On December 18, 2025, President Trump enacted the National Defense Authorization Act for Fiscal Year 2026 (the NDAA), which includes significant changes for Foreign Private Issuers (FPIs). The legislation introduces the Holding Foreign Insiders Accountable Act (HFIAA), marking the first time that directors and officers of FPIs will be subject to reporting obligations under Section 16 of the U.S. Securities Exchange Act of 1934.

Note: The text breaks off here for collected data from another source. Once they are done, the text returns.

PR #776, opened 2025-11-26
PB-946 part 2: backfill test for stack notification batcher

zhming0:
Back fill test coverage for notification batcher.

### DIFF
--- a/api/fake_agent_server.go
+++ b/api/fake_agent_server.go
@@ -31,6 +31,9 @@ type FakeAgentServer struct {
 
 	// ReserveError configures an error message to return.
 	ReserveError string
+
+	// NotificationCalls records all notification batches sent to the server.
+	NotificationCalls [][]stacksapi.StackNotification
 }
 
 // NewFakeAgentServer creates and starts a fake agent API server.
@@ -43,6 +46,7 @@ func NewFakeAgentServer() *FakeAgentServer {
 	mux := http.NewServeMux()
 	mux.HandleFunc("/stacks/register", fake.handleRegisterStack)
 	mux.HandleFunc("/stacks/test-stack/scheduled-jobs/batch-reserve", fake.handleReserveJobs)
+	mux.HandleFunc("/stacks/test-stack/notifications", fake.handleNotifications)
 
 	fake.server = httptest.NewServer(mux)
 	return fake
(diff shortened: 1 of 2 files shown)


api/fake_agent_server.go
```diff
@@ -146,3 +150,33 @@ func (f *FakeAgentServer) handleReserveJobs(w http.ResponseWriter, r *http.Reque
...
+	var req stacksapi.CreateStackNotificationsRequest
+	if err := json.NewDecoder(r.Body).Decode(&req); err != nil {
+		http.Error(w, err.Error(), http.StatusBadRequest)
+		return
+	}
+
+	f.mu.Lock()
+	batch := make([]stacksapi.StackNotification, len(req.Notifications))
+	copy(batch, req.Notifications)
+	f.NotificationCalls = append(f.NotificationCalls, batch)
```
DrJosh9000: Same comment as last PR - I don't see a point in carefully copying the slice (that was created a few lines above with the JSON decode), since nothing else will be mutating it.

api/stack_notification_batcher_test.go
```diff
@@ -0,0 +1,120 @@
...
+		if err := nb.add(ctx, stacksapi.StackNotification{
+			JobUUID: "job-" + string(rune('A'+i%26)),
+			Detail:  "detail",
+		}); err != nil {
+			t.Fatalf("add() error = %v", err)
+		}
+	}
+
+	// Wait for ticker to flush (interval is 100ms)
+	time.Sleep(250 * time.Millisecond)
```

Historically, efforts to impose these reporting requirements on FPIs have faced challenges. Initial proposals emerged in May 2022 when Senator John Kennedy introduced a version of the HFIAA. He reintroduced the act in April 2023 following concerns that investors in foreign companies listed on U.S. exchanges had engaged in stock trading that took advantage of market knowledge. Despite attempts by Senators Kennedy and Chris Van Hollen to revive this act in March 2025, it was only through the NDAA that the HFIAA secured legal status.
Understanding Section 16 Reporting Obligations
Under Section 16(a) of the Securities Act of 1934, insiders—including directors, officers, and those owning more than 10 percent of a company’s equity securities—must file public reports with the U.S. Securities and Exchange Commission (SEC). This includes disclosures of their ownership and transactions involving the company’s equity securities. The required filings consist of three forms:
– **Form 3**: This initial statement must be filed within 10 calendar days of a person becoming an insider or when a company’s registration statement becomes effective.
– **Form 4**: Required by the end of the second business day following a transaction that changes an insider’s ownership, this form details activities like buying or selling securities.
– **Form 5**: This form is due by the 45th day after a company’s fiscal year-end and is used when an insider has transactions that were not reported earlier or should have been filed on Forms 3 or 4.
The HFIAA mandates that FPIs with registered securities under Section 12 of the Exchange Act begin making Section 16 filings from March 18, 2026, which is 90 days post-enactment of the NDAA.
Implications for Foreign Private Issuers
While the HFIAA imposes Section 16 reporting requirements, it does not apply all provisions of Section 16 to FPIs. Notably, directors and officers of FPIs will not face the short-swing profit disgorgement provision outlined in Section 16(b), which requires repayment of profits from trades made within a six-month period. Additionally, the HFIAA does not extend reporting obligations to beneficial owners of more than 10 percent of any registered class of an FPI’s securities.
FPIs will also remain exempt from SEC rules regarding proxy statements, which include disclosures related to Section 16 filing delinquencies. Nonetheless, failure to comply with Section 16 reporting could lead to SEC enforcement actions and fines for the responsible parties.
The HFIAA grants the SEC discretionary authority to exempt certain individuals or transactions from its requirements if it is determined that similar regulations are already in place in the relevant foreign jurisdiction. While this could provide future relief, the extent to which the current SEC will utilize this authority is uncertain.
The enactment of the HFIAA aligns with ongoing SEC efforts to reassess the accommodations provided to FPIs under U.S. securities laws. This is further illustrated by the SEC’s June 2025 concept release, which sought public input on the definition of a Foreign Private Issuer. The implications of the HFIAA, coupled with potential future regulatory changes, may introduce significant and complex reporting obligations for FPIs and their directors and officers.
As the effective date approaches, FPIs will need to prepare for these new requirements, ensuring compliance with unfamiliar and potentially intricate reporting obligations outlined in the HFIAA.